The potential economic gains would be realized through a “demographic dividend,” which can occur when a country`s working age population is larger than the population that is dependent and younger, the report shows. But to maximize the dividend, countries must ensure their young working-age populations are equipped to seize opportunities for jobs and other income-earning possibilities.

“Today`s record 1.8 billion young people present an enormous opportunity to transform the future,” affirms UNFPA Executive Director, Dr. Babatunde Osotimehin. “Young people are the innovators, creators, builders and leaders of the future. But they can transform the future only if they have skills, health, decision-making, and real choices in life,” he adds.

With the right policies and investments in human capital, countries can empower young people to drive economic and social development and boost per-capita incomes, the new UNFPA report states.

According to UNFPA, there is a vast gap between men`s and women`s labor force participation in many economies of the Balkan region including Albania. This requires the implementation of policies that increase access of girls and young women in the labor market and social policies aimed at helping women to balance family and work duties.

The UNFPA Executive Director urges countries in pursuit of a demographic dividend to ensure the gains result in growth that benefits everyone. “It is too easy to talk about the demographic dividend in terms of money, savings and economic growth, which have so far excluded many,” Dr. Osotimehin says. “The demographic dividend must be harnessed to achieve inclusive growth and offer opportunities and well-being for all.”

The report shows that demographic shifts taking place in about 60 countries are opening a window for a demographic dividend. The size of the dividend depends largely on how those countries invest in young people to realize their full potential, enabling them to participate in decisions that affect their lives and adopting policies to bolster economic growth.

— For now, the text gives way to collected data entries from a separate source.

Issue #197, opened 2026-05-15
Chunk promotion discards user response: choice_text NULL, selected null, storyteller_text == raw_text


pythagorakase:
## Summary

When a chunk transitions from `incubator` to `narrative_chunks` (committed/finalized), three pieces of state that should be persisted are not:

1. `choice_text` is **NULL** — should hold the user's response text (selected choice text, or freeform `user_text`)
2. `choice_object.selected` is **`null`** — should hold the index of the selected structured choice (`1..N`)
3. `storyteller_text` equals `raw_text` — should be a strict subset (storyteller portion only)

These are almost certainly facets of one root cause in the chunk-promotion path.

## Design contract

For chunks generated in-system (slot 5 era, not legacy imports):

- `storyteller_text` — authoritative: storyteller's narrative portion only.
- `choice_text` — authoritative: user's response text (selected choice text, or freeform).
- `choice_object` — authoritative: `{"presented": [str, ...], "selected": <int 1..N | null>}`. Non-selected choices preserved underground for undo/audit; surface displays only the selected outcome.
- `raw_text` — **derived / surface only**: `storyteller_text || choice_text`. No unique information.

## Reproduction (slot 5, current state)

After the prior session generated chunk 1 (bootstrap) and chunk 2 (first storyteller turn) via the wizard → narrative transition, with the user responding to chunk 1 via `--choice 1` ("Step out from under the awning and confront the watcher across the street."):

```sql
SELECT id,
       length(raw_text) AS raw_len,
       length(storyteller_text) AS storyteller_len,
       length(choice_text) AS choice_len,
       choice_object->'selected' AS selected
FROM narrative_chunks
ORDER BY id;
```

```
 id | raw_len | storyteller_len | choice_len | selected
----+---------+-----------------+------------+----------
  1 |    1142 |            1142 |            | null
  2 |    7193 |            7193 |            | null
```

**Expected for chunk 1** (user answered with `--choice 1`):
- `raw_len` ≈ `storyteller_len + choice_len`
- `choice_len` ≈ length of "Step out from under the awning and confront the watcher across the street." (~73 chars)
- `selected` = `1`

## Impact

- Audit and undo cannot recover what the user picked
- The "surface entropy reduction" design (raw_text omitting non-selected choices) is broken because the decomposition (`storyteller_text` ≠ `raw_text`) was never actually persisted
- Display works after the companion slot_state fix lands, but only shows the *current* chunk's offered choices, not a history

## Suggested investigation

[...]

PR #198, opened 2026-05-15
Fix slot_state: surface choices on committed narrative chunks

pythagorakase:
## Summary

`slot_state._get_narrative_state` hardcoded `choices=[]` for committed chunks, even though `narrative_chunks.choice_object` actually preserves the structured choices on commit. This made `nexus load` (and the `GET /api/slot/{slot}/state` payload) show empty choices after any chunk acceptance, forcing users into `--user-text` instead of `--choice N`.

The fix: include `choice_object` in the SELECT and run it through `extract_presented_choices()` — the same helper the wizard path already uses (`slot_state.py:226`).

3 insertions, 4 deletions. Read-path only.

## How discovered

Prepping the embedding-pipeline smoke test (Phase A) on slot 5. The slot state API returned `"choices": []` for chunk 2 despite the underlying column holding all four structured options exactly as you'd expect.

## Related (NOT addressed here)

Issue #197 captures an adjacent write-path bug: `choice_object.selected` and `choice_text` are NULL on committed chunks. This PR only fixes the read path. Once #197 lands, full audit/undo becomes possible.

## Test plan

- [x] `psql -d save_05 -c "SELECT choice_object FROM narrative_chunks WHERE id=2;"` shows 4 presented choices
- [x] `curl http://127.0.0.1:8002/api/slot/5/state` returns the 4 choices (was `[]`)
- [x] `nexus load --slot 5` displays numbered choices block at end of output (was missing)

### DIFF
--- a/nexus/api/slot_state.py
+++ b/nexus/api/slot_state.py
@@ -301,7 +301,7 @@ def _get_narrative_state(cur) -> NarrativeState:
     # No pending content - get latest committed chunk
     cur.execute(
         """
-        SELECT nc.id, nc.raw_text
+        SELECT nc.id, nc.raw_text, nc.choice_object
         FROM narrative_chunks nc
         ORDER BY nc.id DESC
         LIMIT 1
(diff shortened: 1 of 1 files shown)


pythagorakase:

Critical youth investments needed to reap a demographic dividend are those that protect rights, including reproductive rights, improve health, including sexual and reproductive health, and provide skills and knowledge to build young people`s capabilities. They also aim at ensuring freedom from violence and from discrimination, regardless of ethnic, cultural, social or geographical status. These investments can also accelerate fertility declines, which can in turn accelerate the demographic transition.